Cluster 4 – Mobilising (d/mis)information and communities: Governance Rhetoric, Polarization and Empathy
Social media has played an important role in the Covid-19 crisis on transnational, national and local levels, in both top-down and bottom-up communication. It has enabled bonding and empowerment but  also the spread of polarizing and confrontational rhetoric. We are gathering Twitter data using a software called MeCodify and using topic modeling to analyze the data. Considering the different reality of each country, we decided to focus on six main topics: the virus, masking policies, authorities (related to government and health), lockdowns, vaccinations, and the first post-pandemic elections. These topics enable us to compare and understand how disinformation circulated in different countries.

Cluster 5 – Innovation Mode: Interdisciplinary Knowledge synthesis of ENDURE
This cluster posits that a harmonized paradigm and theory of resilience – applied through various contexts and responses generated by the other workplans – is required to address the many challenges that global society is currently facing in the context of a global disaster like Covid-19.
 
ENDURE team
Part of the ENDURE Project Team after the project kick-off meeting on June 1, 2022 [Image source: ENDURE website]
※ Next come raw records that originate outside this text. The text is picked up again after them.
PR #223, opened 2017-05-22
integration and stream fix

thehesiod:
This fixes the last botocore integration and also has a provisional fix for github.com/aio-libs/aiohttp/issues/1907.  I still firmly believe aiohttp should revert back to 1.x behavior for streams.  Until then this will fix retries.

### DIFF
--- a/CHANGES.txt
+++ b/CHANGES.txt
@@ -2,6 +2,8 @@ Changes
 -------
 0.3.2 (XXXX-XX-XX)
 ^^^^^^^^^^^^^^^^^^^^
+* Fix botocore integration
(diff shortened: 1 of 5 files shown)


thehesiod:
@jettify please don't bump botocore version w/o doing a source comparison between botocore versions.  Note how you missed the new `auth_type` parameter in client.py.  Passing tests does not mean good integration :)

jettify:
Sorry, I usually look on change log and try to update if only json (with api definition) updated.

thehesiod:
I'm not very familiar with CI, can we have it check changes to specific files?  That would alleviate this issue.

Issue #245, opened 2017-06-05
[Tracking] Config read_timeout not behaving correctly


thehesiod:
We just ran into this due to: https://github.com/aio-libs/aiohttp/issues/1954.  Here until we have a resolution to that issue.  To work around this we'd have to disable read_timeout, and re-impl read() to have a timeout per chunk.

thehesiod:
Unfortunately one of the aiohttp devs doesn't understand both precedence and the literal meaning of read_timeout so we'll have to re-implement this ourselves. I'll work on this today.  Many people are going to need similar functionality (including me in my other projects) so I'm going to see if we can allow users to use the fix for their own usage of aiohttp.   I'm not 100% certain we'll be able to get this to work cleanly as IIRC they create the stream class from cython without backref to the request.  Based on the bizarre design decisions being made in aiohttp: this, the stream `close` issue, the odd multidict camel casing of headers, and various strange behaviors found in the past I'm really almost to the point of creating a separate core impl of aiohttp.

adamrothman:
Man that guy is being such a pain in the ass. Thanks for fighting the good fight @thehesiod!

thehesiod:
@adamrothman  I don't know how many ways I can prove something is wrong, lol

thehesiod:
re-opening until ideally aiohttp supports this natively

thehesiod:
update: asvetlov said he'd impl it for is

thehesiod:
update on this issue, support for timeouts was added to master, just waiting on a release with the feature.

@samuelcolvin as soon as the next aiohttp release happens we'll have a medium sized change to support it and remove a lot of workarounds we added to support proper client timeouts.  Hopefully soon!  You could try however no guarantees it will work.  If you'd like to make sure it will work correctly there are some instructions here of what's required: https://github.com/aio-libs/aiobotocore/blob/master/CONTRIBUTING.rst#how-to-upgrade-botocore

samuelcolvin:
woop. Thank you.

thehesiod:
it has for awhile, we just forgot to close this ;)

PR #248, opened 2017-06-09
resolve read_timeout

thehesiod:
- fixes https://github.com/aio-libs/aiobotocore/issues/245
- cleanup by moving more code to use wrapt
- implement set_socket_timeout


thehesiod:
hey Jettify, let me know what you think.  All this because aiohttp dev didn't want to fix a core issue in their impl :(

jettify:
I think aiohttp will do right thing eventually, we just need to make sure we can remove it easily and be very careful for each aiohttp release.

By the way next aiohttp will have new multi dict that preserves original headers

thehesiod:
We shall see since I can't drive that anymore given his response.  Should I merge this PR or would you like me change something? Thanks!

jettify:
change looks good, it uses a bit internal API but I do not see better way. We can merge, but lets do not close #245 at some point we need revert this PR once aiohttp ready

thehesiod:
@jettify take a look at the last commit :)  Will make our lives easier

PR #270, opened 2017-06-27
re-ordered example so it runs

dfee:
Previously, `get_object` was run after `delete_object` raising a Key Error as the resource no longer exists.


jettify:
Thanks @dfee @thehesiod !

PR #273, opened 2017-06-30
add the supported versions of awscli to extras require

graingert:
Currently the biggest pain-point for me using aiobotocore is that I also use awscli.
Whenever I upgrade aiobotocore I have to go find out what version of botocore it supports,
then what version of awscli supports that version of botocore.

Eg currently I have:

awscli == 1.11.107 # for aiobotocore/botocore version compat
aiobotocore >= 0.4.1, < 0.5.0

but I'd like to have:

aiobotocore[awscli] >= 0.4.1, < 0.5.0

### DIFF
--- a/setup.py
+++ b/setup.py
@@ -19,7 +19,7 @@ def read(f):
     return open(os.path.join(os.path.dirname(__file__), f)).read().strip()
 
 
-extras_require = {}
+extras_require = {'awscli': ['awscli>=1.11.108, <=1.11.115']}
 
 
 def read_version():


jettify:
No big problem to add this change, I worry a bit how we can test that those libraries has compatible botocore version, is there any automatic or semi automatic way?

graingert:
@jettify awscli only support exactly one version of botocore

thehesiod:
presumably we'd have to do this manually with each release

jettify:
But if we remove version of awscli from setup.py, pip should match compatible version, correct? or I missed something?

graingert:
> But if we remove version of awscli from setup.py, pip should match compatible version, correct? or I missed something?

Eh? If you remove it and people depend on aiobotocore[awscli] you'll break their install

thehesiod:
btw @graingert I'm about to bump botocore reqs, see https://github.com/aio-libs/aiobotocore/pull/278  can you update this to that?

jettify:
Tried to install awscli, see your point, I thought pip is a bit smarter.

jettify:
Should be strait forward to maintain since they have one to one dependency

graingert:
@thehesiod done

thehesiod:
thanks @graingert !  did you need a release with this?  I forgot to mention about adding change to CHANGES.txt, I'll add it in master.

graingert:
@thehesiod yeah a release would be nice

thehesiod:
done

PR #278, opened 2017-07-03
add support for latest aiohttp/botocore

thehesiod:


thehesiod:
@jettify can we update the unittests to run against multiple versions of botocore?  Perhaps earliest and latest releases supported.  that would expand the test coverage.

jettify:
Can do that, but should we just set minimal version `1.5.71` and max `1.5.78`? I mean for `<=1.5.70` users may use older `aiobotocore` versions... Feature vise `aiobotocore` is same, just different supported `botocore` versions.

thehesiod:
ah, so we don't need the hack?  ya I can do that

thehesiod:
btw I'm working with asvetlov on aiohttp work-around, next release should have the fix for 3.4

jettify:
I am fine with either your solutions, my point having less code is better and easier to maintain :)

thehesiod:
going to delay this till we get 2.2.3 tomorrow so we can remove the hack

PR #289, opened 2017-07-10
Add gitter badge

jettify:


asvetlov:
Would you add such badge to other aio-libs projects?

jettify:
sure, do we want separate rooms on just main one?

asvetlov:
I think the main room for everything is good until we'll get it flooded by very many messages.

Issue #295, opened 2017-07-17
S3 `get_object` of key that has 'Content-Encoding' metadata set to `gzip` returns wrong data type


thehesiod:
I just ran into this, this is due to https://github.com/aio-libs/aiohttp/issues/1992

thehesiod:
I think this is now resolved

Issue #258, opened 2017-06-19
[Tracking] support compressed responses


thehesiod:
See https://github.com/aio-libs/aiohttp/issues/1992 and comment in endpoint.py

thehesiod:
this is now dependent on https://github.com/boto/botocore/issues/1255

thehesiod:
update: just need to write a unittest for this as it should be supported in 0.5.1

socketpair:
I think this issue should be closed.

PR #298, opened 2017-07-18
add support for compressed responses

thehesiod:
- resolves https://github.com/aio-libs/aiobotocore/issues/295 + https://github.com/aio-libs/aiobotocore/issues/258
- relies on https://github.com/aio-libs/aiohttp/pull/2110

### DIFF
--- a/setup.py
+++ b/setup.py
@@ -6,7 +6,7 @@ from setuptools import setup, find_packages
 
 # aiohttp requirement is pegged as we need to manually ensure that
 # https://github.com/aio-libs/aiobotocore/pull/248 will continue working
-install_requires = ['botocore>=1.5.71, <=1.5.78', 'aiohttp>=2.0.4, <=2.3.0',
+install_requires = ['botocore>=1.5.71, <=1.5.78', 'aiohttp>=2.X.X, <=2.X.X',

As part of this project, we are also organizing the 4S 2023 panel “Social aspects of the Covid-19 crisis: Inequalities, Resiliences, and Knowledge Production”. We hope that the panel contributors furthers our understanding of the Covid-19 pandemic in other countries and develop new partnerships for this ongoing project. ENDURE is funded by the Trans-Atlantic Platform for Social Sciences and Humanities (T-AP) program. For more information about the project, access our website: https://www.endure-project.org/
Marina Fontolan is the ENDURE team’s postdoc researcher at the department of Science and Technology Policy, University of Campinas (Unicamp), Brazil with a grant from São Paulo Research Foundation (FAPESP - Process Nº: 2022/07655-1).